Short

Rewatching David Bowie’s The Man Who Fell To Earth makes you realise the film only has one redeemable feature

In this series Andrew Anderson has been watching films staring musicians so you don't have to

David Bowie is the ideal rock star to play a cinematic version of himself. He’s cool, he’s got incredible presence and heck, he can even act a bit. So it is a shame that in his 69 years on earth no one ever thought to devote 90-plus minutes of silver screen time to Bowie playing Bowie. Ah well.

What we do have, though, is Bowie at the height of his considerable bony-cheeked powers playing a character that would go on to become David Bowie. Confused? You should be – after all, this is the wizard of weird we’re talking about here. Let me explain.

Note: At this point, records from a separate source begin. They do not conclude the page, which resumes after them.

Issue #804, opened 2022-06-14
Allow folders inside the scripts folder


PatrickAlphaC:
### Overview

Provide a simple overview of what you wish to see added. Please include:

* What you are trying to do
* Why Ape's current functionality is inadequate to address your goal

### Specification

I'd like to have a folder inside the scripts folder and be able to run it as a script.

Let's say I have a file like so:

*scripts/deploy/deploy_me.py*

```python
from ape import project
from ape import accounts

def main():
  print("hi")
  contract = accounts[-1].deploy(project.MyContract)
```

I can't run it with:

```
ape run scripts/deploy/deploy_me.py
```

banteg:
`ape run deploy.deploy_me` also sounds like a good convention, similar to how you'd invoke python modules with `python -m scripts.deploy.deploy_me`

fubuloubu:
> `ape run deploy.deploy_me` also sounds like a good convention, similar to how you'd invoke python modules with `python -m scripts.deploy.deploy_me`

Supporting both should be fine

PR #1185, opened 2022-12-12
fix: run scripts from subfolders

sabotagebeats:
### What I did
Attempting to get scripts subfolders to work

fixes: APE-234
fixes: #804 

### Checklist


sabotagebeats:
`ImportError: Error while finding module specification for 'scripts.hello' (ModuleNotFoundError: No module named 'scripts')`

src/ape_run/_cli.py
```diff
@@ -115,14 +115,16 @@ def commands(self) -> Dict[str, Union[click.Command, click.Group]]:
...
         commands = {}
-        for filepath in self._project.scripts_folder.glob("*.py"):
-            if filepath.stem.startswith("_"):
-                continue  # Ignore any "private" files
-
-            cmd = self._get_command(filepath)
-            if cmd:  # NOTE: Don't allow calling commands that failed to load
-                commands[filepath.stem] = cmd
-
+        scripts_folders = [x for x in self._project.scripts_folder.iterdir() if x.is_dir()]
```
unparalleled-js, line 118: So we don't need to gather the dirs here. We need to parse the user input and find the script. For example, if the users does:

```
ape run sequencer.middleware.build
```

, we would parse that out and figure out that they are trying to run the script `sequencer/middleware/build.py`
So we don't need to gather all the directories, we need to figure out the to the script they want.

**Also, this allows us to have scripts with the same name across different sub-directories as well as n-level deep directories.**

unparalleled-js: Correction:

```
ape run sequencer middleware build
```

as click helps us a lot; the subdirs can be Groups.

fubuloubu: > Correction:
> 
> ```
> ape run sequencer middleware build
> ```
> 
> as click helps us a lot; the subdirs can be Groups.

Yoooo, this is sick

I love this optimization of turning them into groups

sabotagebeats:
getting this error after merging main: 
```
  File "/home/doge/.pyenv/versions/apeworx/bin/ape", line 5, in <module>
    from ape._cli import cli
  File "/home/doge/ape/ape/src/ape/__init__.py", line 7, in <module>
  File "/home/doge/ape/ape/src/ape/managers/__init__.py", line 3, in <module>
  File "/home/doge/ape/ape/src/ape/plugins/__init__.py", line 10, in <module>
    from .account import AccountPlugin
  File "/home/doge/ape/ape/src/ape/plugins/account.py", line 3, in <module>
    from ape.api.accounts import AccountAPI, AccountContainerAPI
  File "/home/doge/ape/ape/src/ape/api/__init__.py", line 14, in <module>
    from .projects import DependencyAPI, ProjectAPI
  File "/home/doge/ape/ape/src/ape/api/projects.py", line 9, in <module>
    from ethpm_types.utils import AnyUrl, compute_checksum
ImportError: cannot import name 'AnyUrl' from 'ethpm_types.utils' 
```

sabotagebeats:
the scripts module is not being loaded properly because of f string on line 78

src/ape_run/_cli.py
```diff
@@ -66,7 +66,11 @@ def _get_command(self, filepath: Path) -> Union[click.Command, click.Group, None
         elif "main" in code.co_names:
             logger.debug(f"Found 'main' method in script: {relative_filepath}")
 
-            @click.command(cls=NetworkBoundCommand, short_help=f"Run '{relative_filepath}:main'")
+            @click.command(
+                cls=NetworkBoundCommand,
+                short_help=f"Run '{relative_filepath}:main'",
+                name=relative_filepath.stem,
```
unparalleled-js, line 72: - [ ] Make this same change in the else statement below

src/ape_run/_cli.py
```diff
@@ -114,14 +118,33 @@ def commands(self) -> Dict[str, Union[click.Command, click.Group]]:
         if not self._project.scripts_folder.exists():
             return {}
 
+        return self._get_cli_commands(self._project.scripts_folder)
+        # TODO: loop through and find subdirectories
```
unparalleled-js, line 122: - [ ] Delete this TODO comment

src/ape_run/_cli.py
```diff
@@ -114,14 +118,33 @@ def commands(self) -> Dict[str, Union[click.Command, click.Group]]:
...
-            cmd = self._get_command(filepath)
-            if cmd:  # NOTE: Don't allow calling commands that failed to load
-                commands[filepath.stem] = cmd
+            elif filepath.is_dir():
+                group = click.Group(name=filepath.stem)
+                subcommands = self._get_cli_commands(filepath)
+                for subcommand in subcommands.values():
+                    group.add_command(subcommand)
+                commands[filepath.stem] = group
+                # TODO: commands is a group, subcommands is a networkboundcommand.
```
unparalleled-js, line 141: This is not true, groups are commands (but we already discussed this :) )

- [ ] Delete this TODO comment

src/ape_run/_cli.py
```diff
@@ -114,14 +118,33 @@ def commands(self) -> Dict[str, Union[click.Command, click.Group]]:
...
+
+        for filepath in base_path.iterdir():
             if filepath.stem.startswith("_"):
                 continue  # Ignore any "private" files
 
-            cmd = self._get_command(filepath)
-            if cmd:  # NOTE: Don't allow calling commands that failed to load
-                commands[filepath.stem] = cmd
+            elif filepath.is_dir():
+                group = click.Group(name=filepath.stem)
```
unparalleled-js, line 136:
```suggestion
                group = click.Group(name=filepath.stem, short_help=f"Run a script from 'scripts/{filepath.stem}'")
```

In 1975 Bowie had killed off Ziggy Stardust and was looking for a new on stage persona to inhabit. At the same time he signed up to play Thomas Jerome Newton in the film The Man Who Fell to Earth (TMWFTE). Newton is a fey, detached alien who stands out from the crowd like… well, like David Bowie in a crowd. So Bowie decided to keep playing the character after the film was over, re-titling himself The Thin White Duke. Hence Newton became The Thin White Duke who, in turn, became Bowie. Think of it as method acting in reverse. All of which is just my tortuous way of saying that TMWFTE is Bowie playing Bowie after all. Got it?

This movie opens with Bowie falling from the sky and staggering around in some gravel. The first thing you notice is that he looks stylish for an alien – imagine the red-haired lady from Sex and the City dressed as a mod and you’ll get the general impression. He wanders past some demented carnival folk and eventually reaches civilisation.

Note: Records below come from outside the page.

PR #1189, opened 2022-12-15
feat: add EVM support for Multicall3

fubuloubu:
### What I did

Adds support for [Multicall3](https://github.com/mds1/multicall) on a bunch of different chains directly to `ape-ethereum`

fixes: APE-391
fixes: APE-394

### How I did it
Created `ape_ethereum.multicall` module

### Checklist
based on: ~~#1160~~ #1230


fubuloubu:
- [ ] Needs tests

fubuloubu:
Best test I could find (but only works with Foundry or Hardhat plugins):

```py
def test_multicall(multicall, chain, accounts):
    assert chain.blocks.head.number == 0

    call = multicall.Call()
    call.add(call.contract.aggregate, [])
    call.add(call.contract.aggregate, [])
    call.add(call.contract.aggregate, [])
    call.add(call.contract.aggregate, [])
    (a, _), (b, _), (c, _), (d, _) = call()
    assert a == b == c == d == 0
    assert chain.blocks.head.number == 0

    txn = multicall.Transaction()
    txn.add(txn.contract.aggregate, [])
    txn.add(txn.contract.aggregate, [])
    txn.add(txn.contract.aggregate, [])
    txn.add(txn.contract.aggregate, [])                                                                                                                                               
    txn(sender=accounts[0])                                                                                                                                                           
    assert chain.blocks.head.number == 1                                                                                                                                              
                                                                                                                                                                                      
                                                                                                                                                                                      
def test_multicall_again(multicall, chain):                                                                                                                                           
    # Test isolation                                                                                                                                                                  
    assert chain.blocks.head.number == 0                                                                                                                                              
                                                                                                                                                                                      
    call = multicall.Call()                                                                                                                                                           
    call.add(call.contract.aggregate, [])                                                                                                                                             
    call.add(call.contract.aggregate, [])                                                                                                                                             
    call.add(call.contract.aggregate, [])                                                                                                                                             
    call.add(call.contract.aggregate, [])                                                                                                                                             
    (a, _), (b, _), (c, _), (d, _) = call()                                                                                                                                           
    assert a == b == c == d == 0
```

unparalleled-js:
Can we rebase this one now that the the PRs it depended on are merged in?

fubuloubu:
> Can we rebase this one now that the the PRs it depended on are merged in?

Done!

src/ape_ethereum/multicall/handlers.py
```diff
@@ -0,0 +1,262 @@
...
+                    requireSuccess if requireSuccess is not None else True,
+                    value or 0,
+                    call.encode_input(*args),
+                )
+            )
+
+
+class Call(BaseMulticall):
+    """
+    Create a sequence of calls to execute at once using `eth_call` via the Multicall3 contract.
```
unparalleled-js, line 121:
```suggestion
    Create a sequence of calls to execute at once using ``eth_call`` via the Multicall3 contract.
```

src/ape_ethereum/multicall/handlers.py
```diff
@@ -0,0 +1,262 @@
...
+
+    def add(self, call: ContractMethodHandler, *args, **kwargs):
+        if "value" in kwargs:
+            raise InvalidOption("value")
+
+        super().add(call, *args, **kwargs)
+        self.abis.append(_select_method_abi(call.abis, args))
+
+    @property
+    def returnData(self) -> List[HexBytes]:
```
unparalleled-js, line 149: Or is this supposed to be camelCase?

```suggestion
    def return_data(self) -> List[HexBytes]:
```

src/ape_ethereum/multicall/handlers.py
```diff
@@ -0,0 +1,262 @@
...
+
+        Returns:
+            :class:`~ape.api.transactions.TransactionAPI`
+        """
+        return self.handler.as_transaction(self.calls, **txn_kwargs)  # type: ignore[attr-defined]
+
+
+class Transaction(BaseMulticall):
+    """
+    Create a sequence of calls to execute at once using `eth_sendTransaction`
```
unparalleled-js, line 202:
```suggestion
    Create a sequence of calls to execute at once using ``eth_sendTransaction``
```

src/ape_ethereum/multicall/handlers.py
```diff
@@ -0,0 +1,262 @@
...
+              on the current chain at the expected address.
+
+        Args:
+            **txn_kwargs: the kwargs to pass through to the transaction handler.
+
+        Returns:
+            :class:`~ape.api.transactions.ReceiptAPI`
+        """
+        self._validate_calls(**txn_kwargs)
+        return self.handler(self.calls, **txn_kwargs)  # type: ignore [operator]
```
unparalleled-js, line 249:
```suggestion
        return self.handler(self.calls, **txn_kwargs)  # type: ignore[operator]
```

Although, is this type ignore actually needed?

src/ape_ethereum/multicall/exceptions.py
```diff
@@ -0,0 +1,25 @@
+from ape.exceptions import ApeException
+
+
+class MulticallException(ApeException):
```
unparalleled-js, line 4: I wonder if the base exception would make sense at the root exceptions levels so Starknet could also use it.

unparalleled-js (commented):
I am testing now. The PR looks good for Ethereum but multicall is easy in Starknet so I am hoping we can make room for it. Also, there are lots of type-ignores happening, most are related to the call-type differences. I would love a better way, but its not super important.

src/ape_ethereum/multicall/handlers.py
fubuloubu: Yeah this one is camelCase to match the method's return value

src/ape/managers/chain.py
```diff
@@ -950,24 +950,24 @@ def get_deployments(self, contract_container: ContractContainer) -> List[Contrac
 
         return instances
 
-    def lookup_method(
-        self, contract: Union[AddressType, ContractType], selector: HexBytes
-    ) -> MethodABI:
+    def lookup_method(self, address_or_contract_type: Any, selector: HexBytes) -> MethodABI:
```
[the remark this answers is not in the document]
fubuloubu: tracking this in #1217

src/ape/pytest/fixtures.py
```diff
@@ -68,6 +68,19 @@ def project(self) -> ProjectManager:
 
         return self.project_manager
 
+    @pytest.fixture()
+    def multicall(self):
+        """
+        Activate and access the multicall module. Must use a provider that supports `debug_setCode`.
+        """
+        from ape_ethereum import multicall
```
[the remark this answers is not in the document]
fubuloubu: Maybe out of scope for this PR? Come back to it in another one?

src/ape_ethereum/multicall/handlers.py
fubuloubu: Yes

src/ape_ethereum/multicall/exceptions.py
fubuloubu: Added to #1217

fubuloubu: Also add to future refactoring work into EcosystemAPI

fubuloubu:
Note: Can't test this feature because `eth-tester` provider doesn't not support `debug_setCode`

src/ape/pytest/fixtures.py
```diff
@@ -68,6 +68,20 @@ def project(self) -> ProjectManager:
...
 
+    @pytest.fixture
+    def multicall(self):
+        """
+        Activate and access the multicall module.
+        Must use a provider that supports ``debug_setCode``.
+        """
+        from ape_ethereum import multicall
+
+        self.provider.set_code(
```
unparalleled-js, line 79: In a multi-provider / chain context, this fixture could get weird. It uses the provider connected at the time of the start up of the test. However, if you switch mid test, it won't change the chain:

For example:

```python
def test_multichain(multicall, networks):
    # Do stuff with multi-call and top-level provider.
    assert True

    with networks.parse_network_choice("evm-eosystem:network:provider") as provider:
        address = multicall.constants.MULTICALL3_ADDRESS
        assert provider.get_code(address)  # fails because code was not set on this chain.
```

I am thinking multi-call makes the most sense of the ecosystem and can be used in the active provider context continuously as such. This would also address https://github.com/ApeWorX/ape/pull/1189/files#r1068171185

Unless there is another way around this?

fubuloubu: Yeah, I could see that being the case

fubuloubu:
Edit: not a breaking change, no longer requires an un-merged PR

src/ape/pytest/fixtures.py
fubuloubu: somewhat hacky solution, but I basically just made a classmethod to deploy the contract if you needed it (via `debug_setCode`): 715c322

unparalleled-js:
I found a bug while testing this. For some reason, when using Multicall on a call with no arguments, I get the `ArgumentsLengthError()`. The same call works without the multicall. Doing some investigating, I found that receives this as the args:

```
([],)
```

which triggers as 1 arg.

unparalleled-js:
OK, no running into this:

```
eth_abi.exceptions.EncodingTypeError: Value `603786816` of type <class 'int'> cannot be encoded by ByteStringEncoder
```

src/ape_ethereum/multicall/handlers.py
```diff
@@ -0,0 +1,288 @@
...
+              on the current chain at the expected address.
+
+        Args:
+            **call_kwargs: the kwargs to pass through to the call handler.
+
+        Returns:
+            Iterator[Any]: the sequence of values produced by performing each call stored
+              by this instance.
+        """
+        self._result = self.handler(self.calls, **call_kwargs)  # type: ignore [operator]
```
unparalleled-js, line 213: this space causes issues

```suggestion
        self._result = self.handler(self.calls, **call_kwargs)  # type: ignore[operator]
```

but would love to mypy working better in this module, there are many type ignores.

fubuloubu: yeah I agree

fubuloubu:
@unparalleled-js :eyes: [2bc4c1c](https://github.com/ApeWorX/ape/pull/1189/commits/2bc4c1cc16c314410d22b2fd5885d8ebf45e2064)

fubuloubu:
> OK, now running into this:
> 
> ```
> eth_abi.exceptions.EncodingTypeError: Value `603786816` of type <class 'int'> cannot be encoded by ByteStringEncoder
> ```

This is the integer encoding of the 4bytes calldata (just the signature, no additional args)

Investigating...

src/ape/api/providers.py
```diff
@@ -884,6 +884,9 @@ def _eth_call(self, arguments: List) -> bytes:
         except Exception as err:
             raise self.get_virtual_machine_error(err) from err
 
+        if "error" in result:
```
unparalleled-js, line 887: I think this already happens in `_make_request()`

src/ape/pytest/fixtures.py
unparalleled-js: Ya that works for now I suppose, but I may try it out to see what it feels like

src/ape_ethereum/multicall/handlers.py
fubuloubu: I _think_ #1230 might actually make this a lot better, since I can just use a dict with different members, and it will only `getattr` ones that matter when making the appropiate calls

src/ape/api/providers.py
fubuloubu: It has some sort of bug, because I was reaching the point where it tried to convert an error message dict `result` from RPC to `HexBytes` below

It turns out Bowie is a very clever alien (except in the ’90s of course when he was a very embarrassing alien) and knows about all kinds of cool technology. With the aid of a patent lawyer who looks like Bubbles from Trailer Park Boys he has soon set up his own company and achieved global domination. By today’s standards the technology looks pretty lame: his main invention is essentially a Polaroid camera (which had already been invented in 1948), but never mind.

The journey from landing on earth to technology tycoon only takes about 20 minutes, which seems, well, a tad brief. In fact TMWFTE spends more screen time on Bowie shagging than it does on telling the actual story. Now I’m not saying that’s a bad thing – I like watching Bowie’s skinny little bum going up and down as much as the next man – but it does mean that you’ll spend most of the film asking yourself, ‘what is going on?’ or ‘what is this film actually about?’ or ‘is that Bowie’s skinny arse again?’

Around this time we’re introduced to a character called the Fuck Professor (okay that’s not his real name but it might as well have been). The Fuck Professor gets his kicks by shagging his students, who say creepy shit to him like ‘you’re not at all like my father’ while he makes a series of gurgling sexual sounds. It is not clear what this boob bonanza bit is all about, though it must have been a godsend for teenage boys who came across it in their parent’s video collection in the pre-internet age, if you’ll excuse the pun. Later on the Fuck Professor helps Bowie with his inventions… but his earlier sexual actions remain unexplained.

Oh, I forgot to mention that Bowie has severe travel sickness, and whenever he moves too fast (in a car or a lift, say) he starts bleeding out of his nose and throwing up. He must have been a fucking nightmare on the interstellar journey to earth.

One of the people he throws up on is Mary-Lou, a slack-jawed southern type who becomes Bowie’s carer/lover. After getting smashed on gin he tells Mary-Lou he is an alien, peeling off his skin and taking out his contacts. Mary-Lou literally pisses herself with fear (an act we see in gratuitous close up), before experimentally boning him, at which point she gets covered in alien jizz, which looks a lot like normal jizz, and then she runs away.

As you will have gathered, an awful lot of things happen in this film. It is around two hours and twenty in length, which is at least 45 minutes too long. The storytelling – not lucid at the best of times – disintegrates as it progresses, and once the novelty factor of watching Bowie act has worn off TMWFTE becomes pretty hard to bear. As a result, I can’t come close to giving you a successfully succinct synopsis of this film.

There is, though, one major element that I’ve yet to mention. Throughout TMWFTE we are treated to cutaways of Bowie’s family living on his home planet. The filmmakers clearly had run out of budget by this point as Bowie’s alien house looks more like a motorised turd train than a liveable dwelling. His family, meanwhile, resemble a squadron of emaciated pest control professionals.

Unfortunately, TMWFTE just sort of peters out. All of the characters (except Bowie) get old, and in the end he realises his family must have died in their dry dung domicile back on the planet poo. As a result he has to live on earth forever, watching the friends he has made slowly pass away.

Ultimately, it’s not a very good film. The plot is stupid, the acting poor and the direction – particularly the use of extreme zooms – laughable. Of course it has one major redeeming feature: David Bowie. Whatever he does looks cool, even when it is hopelessly contrived. That’s the magic of the man, and why he will be so missed.